If you’re looking to add more vegetables to your diet, look no further. Radicchio is one of those add-to-anything type of leafy green that, when prepared correctly, can be delicious and add a ton of nutrition to any meal. The problem is, most of us have no idea what to do with radicchio or how to prepare it. That’s why we chatted with registered dietitians to get the scoop on this bitter green and how to incorporate it into your diet.

What is radicchio?

According to registered dietitian May Zhu, R.D., radicchio is technically classified under the chicory vegetable category. Even if you’ve never consumed radicchio before, chances are you’ve definitely seen it at your local grocery store or farmers market. In fact, this leafy green is often mistaken for red cabbage, thanks to its purplish-red exterior. “Depending on the variation, the color can vary from deep purple to maroon or red,” Zhu says.
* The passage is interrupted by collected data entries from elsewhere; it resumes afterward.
PR #1751, opened 2022-02-02
Import 0082-Hide-currently-no-op-preload-settings.patch from Vanadium

ASTechnical:
Patch for Hiding the “Preload Pages for faster browsing and searching” Setting.


csagan5:
This should work when enabled, it is not a no-op.

Issue #1749, opened 2022-02-02
Enable trivial auto var init


BayLee4:
### Is your feature request related to privacy?

Not really, it's mostly related to security.

### Is there a patch available for this feature somewhere?

Yes : https://github.com/GrapheneOS/Vanadium/tree/12/patches

### Describe the solution you would like

Merge the patches using the Clang compile option `-ftrivial-auto-var-init=zero` as it prevents memory corruption vulnerabilities related to uninitialized memory.

[enable-ftrivial-auto-var-init-zero.patch](https://github.com/GrapheneOS/Vanadium/blob/12/patches/0005-enable-ftrivial-auto-var-init-zero.patch)
[disable-broken-warning-for-auto-var-init.patch](https://github.com/GrapheneOS/Vanadium/blob/12/patches/0006-disable-broken-warning-for-auto-var-init.patch)

Merge the patch enabling by default the `Strict Origin Isolation` flag, it should have no impact for devices with low memory as (afaik) Site Isolation is already disabled for them, and it increase the security of devices with sufficient memory. Enabling it would also help with #1720.

[Enable-strict-origin-isolation-by-default.patch](https://github.com/GrapheneOS/Vanadium/blob/12/patches/0080-Enable-strict-origin-isolation-by-default.patch)

### Describe alternatives you have considered

• `-ftrivial-auto-var-init=zero` related patches : No simple alternative, as it's a compile time flag.
• `Strict Origin Isolation` related patch : Keep the flag disabled, and let users manually enabling it in `chrome://flags` if they want to.

ASTechnical:
You can open a Pull Request

csagan5:
Fixed in `97.0.4692.106`.

PR #1752, opened 2022-02-04
Master v98

uazo:
this is my version of the patches for v98
there are no noticeable differences in the patches, you can check each one.
i started from my v97 so it could be complex because you will notice too the bug fixes that I gradually fixed.

this is the list:

## changed patchs

**Add an always-incognito mode**
fixes #1496 
You will also find the preference in native (prefs :: kAlwaysIncognitoEnabled) and a code cleanup in general eliminating the superfluous parts. In addition I have added the possibility for the user to enable autocomplete in the search if he wants to.

**Add exit menu item**
If the user closes the menu, the incognito notification disappears.
don't fix #1503 completely but only the exit button

**Add history support in incognito mode**
there are no changes but I adjusted it based on the cleanup done for the always incognito mode patch

**Block gateway attacks via websockets**
fixes #1693

**Disable third-party origin trials**
I found another static method related to trial tokens, which I deleted

**Enable share intent**
fixes #1568

**Experimental user scripts support**
fixes #792 and I added the flag to enable evals in scripts

**Override UA client hint for model**
now completely disable client hints

**Show site settings for cookies, javascript and ads**
fixes #1355

## new patchs
**Add more private google search engine**
a new google search engine without parameters. I added an extra random delay every time when you send a key to the server

**Add an option that allows changing the number of days to keep navigation history**
and eventually completely disable the recording of the history

**Always ask for permissions**
fixes #1549

**Disable all predictors code**
fixes #1632

**Disable URL-keyed metrics and reporting**
Eliminate UKMs completely

**Enable Chrome Certificate Transparency and disable reporting**
fixes #1554

**Enable StrictOriginIsolation and SitePerProcess**
need for #1720

**Move top toolbar to bottom**
version for 98

**Remove fetching google fonts from gms**
Remove the request for fonts via intent a gms

**Remove HashAffiliationFetcher**
In bromite it is already disabled, but this ensures it

**Implement UI for JIT site settings**
fixes #1720

PR #1755, opened 2022-02-04
Enable trivial auto var init

BayLee4:
Build with '-ftrivial-auto-var-init=zero' ~~and enable 'Strict Origin Isolation' by default~~.

Fix for #1749


ASTechnical:
No need to add enable Strict Origin Isolation in this patch, coz there is already pull request that does that see #1752

BayLee4:
@ASTechnical Thanks, I did not see it

csagan5:
Have you tried building with these patches and checking if the browser is functional?

BayLee4:
Fuck I messed with git.

BayLee4:
@csagan5 No I did not tested, but honestly there's no way it could break anything

csagan5:
@BayLee4 all changes must be tested; I will do some checks before release.

Thanks for your PR!

PR #1758, opened 2022-02-06
Migrate to using GitHub issue forms

TacoTheDank:
While updating my Bromite instance, I noticed that almost one-third of all issues opened are ones that have ignored the issue template. This makes me sad because this means a lot of people cannot read. I don't like when people cannot read.

Thus, I have decided to migrate / rewrite the existing templates into issue forms (a new GitHub feature). This forces the user to interact with an actual template and not a bunch of text they can just delete. This would also mean you will no longer need to use the bot to automatically close issues that don't follow the template (or only partially), as now users won't have a choice. As a result, this will lower the amount of issue spam and other garbage that people often create, letting you get to the issues that actually matter. This also helps the user by making the process much more UI-friendly.

I have mostly kept the important stuff from the previous templates. However, I have also taken some liberties and cleaned up a bunch of redundancies, grammar, and potential confusion that they had as well.

You can see a live demo on my fork: https://github.com/TacoTheDank/bromite/issues/new/choose

Tell me what you think! Feel free to suggest any changes.

Related info:
- https://github.blog/changelog/2021-06-23-issues-forms-beta-for-public-repositories/
- https://docs.github.com/en/communities/using-templates-to-encourage-useful-issues-and-pull-requests/configuring-issue-templates-for-your-repository


ASTechnical:
Awesome

csagan5:
Thanks @TacoTheDank, I wasn't aware of this new feature. Does it also work from mobile? Issue templates are notoriously not shown to mobile users.

I will merge your PR and make some changes.

TacoTheDank:
Oof I had completely missed that for some reason. Thanks for fixing the multiples thing.

It works for me on mobile, so it should be good.

I noticed that [issues are still being closed](https://github.com/bromite/bromite/issues/1794) by the bot, even after these changes were made. The bot should either be turned off or adjusted to account for the new issue templates.

csagan5:
The bot is working correctly; it will not be turned off.

In that case the submitter did not read carefully and did not update Bromite before submitting the bug.

TacoTheDank:
Oh, I see, ok 👍

git-em:
In the latest issue closed by the bot (https://github.com/bromite/bromite/issues/1804) the links provided in the [bot's comment](https://github.com/bromite/bromite/issues/1804#issuecomment-1044223840) are still pointing to the old `.md` templates, instead of the new `.yml` files.

csagan5:
It should use the correct URLs now.

PR #1795, opened 2022-02-13
Patches for v97

csagan5:
New patches for v97, builds not yet finished.


csagan5:
@uazo these are my patches for v97; I have also added your patch to fix the libatomic linking error
```
FAILED: chrome_crashpad_handler exe.unstripped/chrome_crashpad_handler exe.unstripped/chrome_crashpad_handler.map.gz 
...
ld.lld: error: unable to find library -latomic
clang++: error: linker command failed with exit code 1 (use -v to see invocation)
```

In [this comment](https://github.com/bromite/bromite/pull/1752#issuecomment-1030658761) I am asking what are the patches for v96 that were not included: please submit them separately because it is not possible to review patch changes together with the whole bulk of patch updates.

Over time we have gone from you stating "I am submitting these bulk patch updates for my own training" to "I require that you merge this ASAP, with my new patches included".

Let's go a few step backs here: if you submit a PR and it is not in draft mode then you are asking to merge it. That is great and I find your patches very helpful in some cases (maintenance of your own contributed patches or other patches that are difficult to port), however you cannot expect these huge PRs to be merged: they need to be split:
* one bulk PR that only updates the patches from one major version to another and makes no other changes at all; if you have to make some changes because of necessity, **document them**
* individual PRs (which can be on top of your bulk PR) for the bugs fixed or features introduced

I understand this is more work, but it is the only way we can review the changes and the only way we can also update a CHANGELOG.

Each and every of your major version update PRs has not documented the extra changes (in some cases minor and in some cases substantial). For example if one file you deem not necessary to include anymore in the patch, it has to be documented.
If in another case you find that it is possible to exclude a file from compiling and thus the patch hunks are not needed, it has to be documented.

For v98 I will try to go through the fixes in #1752 once I get there but for v99 and forward we should follow the above.

csagan5:
> `Fix-StartupTabPreloader-crash.patch` to fix an assert at startup due to the removal of metrics

Which metrics? I think this patch should be merged with the patch that removes such metrics.

csagan5:
> 1. you probably have to change `Add-menu-item-to-bookmark-all-tabs.patch` like that

Already done.

> 3\. in `Add-option-to-not-persist-tabs-across-sessions.patch` I think you have the wrong position of
> 
> it should not be in `createManagedPreferenceDelegate()` but in `updatePreferences()`

Great, thanks; will fix this.

> 3\. try to verify `Allow-building-without-enable_reporting.patch`, does not seem correct:

I have used your version since then, it should be correct now.

> 4\. in `Disable-safe-browsing.patch` why did you change the `kEnableCrowdDenyTriggering` flag to false? that is, what is it for?

It is necessary because in the original patch this was disabled, in the new version the flag has moved thus it has to be disabled also there.
It is not a new feature, you can read here: https://source.chromium.org/chromium/chromium/src/+/main:chrome/browser/permissions/quiet_notification_permission_ui_config.h;l=36?q=kEnableCrowdDenyTriggering&sq=&ss=chromium%2Fchromium%2Fsrc

It should not trigger but better to disable it to avoid runtime bugs and similar.

> 7\. in `JIT-less-toggle.patch` I think the position of this is wrong, should be before the if

This also confused me, but the later patch `Disable privacy sandbox` removes the surrounding block so it ends up being correct. It could be solved by moving the order of patches.

> 9\. in `User-agent-customization.patch` it seems to me that this is incorrect

I have used your version since then; what is a "greased" user agent anyways?

uazo:
```
// Generate a pseudo-random permutation of the following brand/version pairs:
//   1. The base project (i.e. Chromium)
//   2. The browser brand, if available
//   3. A randomized string containing GREASE characters to ensure proper
//      header parsing, along with an arbitrarily low version to ensure proper
//      version checking.
```
ah, I don't know, maybe your version is better, I'll check.

uazo:
> Perhaps we need to hide this hint as well (or keep it).

I would disable the all clienthints, what I like least is [Accept-CH](https://developer.mozilla.org/en-US/docs/Web/HTTP/Headers/Accept-CH) and in 98 it is active.

`The Accept-CH header may be set by a server to specify which headers a client should include in subsequent requests.`

I have already checked, it is per session until the browser is restarted but I do not like it because it can make the site understand that I have visited it other times (in incognito browsing if I close all the tabs without restarting I clear the cache).

uazo:
> Doesn't the site have already the IP address for that?

that information can be is not so useful, if the user never activates the wifi and go through the cellular network which is under a proxy of provider (as in my case, my provider, among other things, have proxy often located in france)

csagan5:
> in incognito browsing if I close all the tabs without restarting I clear the cache but not the clienthints

I think we need more information about this, and to check what upstream is doing about it. Perhaps there are already countermeasures or some being studied.

Please see my question [here](https://github.com/bromite/bromite/pull/1795#issuecomment-1038459807) and this one also:

> In [this comment](https://github.com/bromite/bromite/pull/1752#issuecomment-1030658761) I am asking what are the patches for v96 that were not included

uazo:
>> Fix-StartupTabPreloader-crash.patch to fix an assert at startup due to the removal of metrics
>
> Which metrics? I think this patch should be merged with the patch that removes such metrics.

the crash is due to the assert since `onFirstNavigationStart()` [is never called](https://source.chromium.org/chromium/chromium/src/+/main:chrome/android/java/src/org/chromium/chrome/browser/init/StartupTabPreloader.java;l=159;drc=a875629c29157e817f135dbd9acef79727303a34;bpv=1;bpt=1)
```
java.lang.AssertionError
   at org.chromium.chrome.browser.init.StartupTabPreloader.onFirstNavigationCommit(StartupTabPreloader.java:173)
   at org.chromium.chrome.browser.metrics.ActivityTabStartupMetricsTracker.registerFinishNavigation(ActivityTabStartupMetricsTracker.java:320)
   at org.chromium.chrome.browser.metrics.ActivityTabStartupMetricsTracker.access$300(ActivityTabStartupMetricsTracker.java:27)
   at org.chromium.chrome.browser.metrics.ActivityTabStartupMetricsTracker$1.onDidFinishNavigation(ActivityTabStartupMetricsTracker.java:178)
   at org.chromium.chrome.browser.tab.TabWebContentsObserver$Observer.didFinishNavigation(TabWebContentsObserver.java:323)
   at org.chromium.content.browser.webcontents.WebContentsObserverProxy.didFinishNavigation(WebContentsObserverProxy.java:122)
   at android.os.MessageQueue.nativePollOnce(Native Method)
   at android.os.MessageQueue.next(MessageQueue.java:326)
   at android.os.Looper.loop(Looper.java:160)
   at android.app.ActivityThread.main(ActivityThread.java:6669)
   at java.lang.reflect.Method.invoke(Native Method)
   at com.android.internal.os.RuntimeInit$MethodAndArgsCaller.run(RuntimeInit.java:493)
   at com.android.internal.os.ZygoteInit.main(ZygoteInit.java:858)
```

the cause is the inhibition of the metrics, which does not start `onNewNavigation` [java](https://source.chromium.org/chromium/chromium/src/+/main:chrome/android/java/src/org/chromium/chrome/browser/metrics/PageLoadMetrics.java;l=171;bpv=1;bpt=1?q=onNewNavigation) [native](https://source.chromium.org/chromium/chromium/src/+/main:chrome/browser/page_load_metrics/observers/android_page_load_metrics_observer.cc;l=148;drc=a875629c29157e817f135dbd9acef79727303a34;bpv=1;bpt=1)

uazo:
>  I am asking what are the patches for v96 that were not included

I didn't answer you because I don't understand the question.
everything between v97 and v98 could be merged, but being already v98 with the development environment I can't easily get you the correct version:

image

that was why I was asking you when v98 would be released, if before the stable v99 so that I could get you the correct version or if I should have directly made you the version for v99, but I have explained myself badly (or you have misunderstood) ...
so what do we do?

csagan5:
> that was why I was asking you when v98 would be released, if before the stable v99 so that I could get you the correct version or if I should have directly made you the version for v99, but I have explained myself badly (or you have misunderstood) ...
> so what do we do?

v98 will be released after v97, that is the answer. We do not skip any major version. Feel free to wait then; v99 will also be released after v98.

csagan5:
> > I am asking what are the patches for v96 that were not included
> 
> I didn't answer you because I don't understand the question.

You can also answer "I don't understand the question", which is better than no answer (I am trying to not leave anything behind from v96 or v97, since you have put effort in developing fixes/patches!)

csagan5:
> > > Fix-StartupTabPreloader-crash.patch to fix an assert at startup due to the removal of metrics
> > 
> > 
> > Which metrics? I think this patch should be merged with the patch that removes such metrics.
> 
> the crash is due to the assert since `onFirstNavigationStart()` [is never called](https://source.chromium.org/chromium/chromium/src/+/main:chrome/android/java/src/org/chromium/chrome/browser/init/StartupTabPreloader.java;l=159;drc=a875629c29157e817f135dbd9acef79727303a34;bpv=1;bpt=1)
> 
> ```
> java.lang.AssertionError
>    at org.chromium.chrome.browser.init.StartupTabPreloader.onFirstNavigationCommit(StartupTabPreloader.java:173)
>    at org.chromium.chrome.browser.metrics.ActivityTabStartupMetricsTracker.registerFinishNavigation(ActivityTabStartupMetricsTracker.java:320)
>    at org.chromium.chrome.browser.metrics.ActivityTabStartupMetricsTracker.access$300(ActivityTabStartupMetricsTracker.java:27)
>    at org.chromium.chrome.browser.metrics.ActivityTabStartupMetricsTracker$1.onDidFinishNavigation(ActivityTabStartupMetricsTracker.java:178)
>    at org.chromium.chrome.browser.tab.TabWebContentsObserver$Observer.didFinishNavigation(TabWebContentsObserver.java:323)
>    at org.chromium.content.browser.webcontents.WebContentsObserverProxy.didFinishNavigation(WebContentsObserverProxy.java:122)
>    at android.os.MessageQueue.nativePollOnce(Native Method)
>    at android.os.MessageQueue.next(MessageQueue.java:326)
>    at android.os.Looper.loop(Looper.java:160)
>    at android.app.ActivityThread.main(ActivityThread.java:6669)
>    at java.lang.reflect.Method.invoke(Native Method)
>    at com.android.internal.os.RuntimeInit$MethodAndArgsCaller.run(RuntimeInit.java:493)
>    at com.android.internal.os.ZygoteInit.main(ZygoteInit.java:858)
> ```
> 
> the cause is the inhibition of the metrics, which does not start `onNewNavigation` [java](https://source.chromium.org/chromium/chromium/src/+/main:chrome/android/java/src/org/chromium/chrome/browser/metrics/PageLoadMetrics.java;l=171;bpv=1;bpt=1?q=onNewNavigation) [native](https://source.chromium.org/chromium/chromium/src/+/main:chrome/browser/page_load_metrics/observers/android_page_load_metrics_observer.cc;l=148;drc=a875629c29157e817f135dbd9acef79727303a34;bpv=1;bpt=1)

Still cannot pinpoint which patch causes these navigation events to be skipped :thinking: 
I have been looking into `Disable-safe-browsing.patch`, `Skip-the-first-run-and-metrics.patch` and `Remove-signin-and-data-saver-integrations.patch`.

uazo:
> Still cannot pinpoint which patch causes these navigation events to be skipped

it's probably the [floc ](https://github.com/bromite/bromite/blob/master/build/patches/Disable-FLoC.patch#L135)

uazo:
> Still cannot pinpoint which patch causes these navigation events to be skipped

found!

https://github.com/bromite/bromite/blob/master/build/patches/Bromite-AdBlockUpdaterService.patch#L577

there has always been ..

csagan5:
Thanks for finding this; I had already checked the throttles removal code in the safe browsing patch but didn't remember about this one.

I will move this block together with your patch as a separate one.

uazo:
> I will move this block together with your patch as a separate one.

possibly you decide whether to disable [this flag](https://github.com/uazo/bromite/blob/master-v98/build/patches/Disable-ukm.patch#L30) as well

csagan5:
> > I will move this block together with your patch as a separate one.
> 
> possibly you decide whether to disable [this flag](https://github.com/uazo/bromite/blob/master-v98/build/patches/Disable-ukm.patch#L30) as well

Sure; but are those metrics currently being sent?

uazo:
> but are those metrics currently being sent?

no, follow [this](https://source.chromium.org/chromium/chromium/src/+/main:components/ukm/ukm_reporting_service.cc;l=50;bpv=1;bpt=1)
but we can completely remove the code from
```
components/ukm/ukm_reporting_service.cc
components/embedder_support/android/metrics/android_metrics_service_client.cc
```
that I would like more

csagan5:
> > but are those metrics currently being sent?
> 
> no, follow [this](https://source.chromium.org/chromium/chromium/src/+/main:components/ukm/ukm_reporting_service.cc;l=50;bpv=1;bpt=1) but we can completely remove the code from
> 
I am asking because each patch should document whether it is effective or defensive.

> ```
> components/ukm/ukm_reporting_service.cc
> components/embedder_support/android/metrics/android_metrics_service_client.cc
> ```
> 
> that I would like more

Ok; for now I have moved all metrics-related changes (except for NTP) in a new stand-alone patch.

Plus, you’ll see white-ish, green ribbed lines throughout the leaves—that’s one of the major ways to differentiate cabbage and radicchio. It’s similar to a mild lettuce, kind of like a bibb or gem variety.  

As for taste, well, it can be quite bitter. “It’s much heartier in texture than lettuce or romaine and the taste can be bitter and earthy,” Zhu notes. That’s where the proper cooking methods come into play: When radicchio is cooked or marinated, it can help mellow out that bitter taste.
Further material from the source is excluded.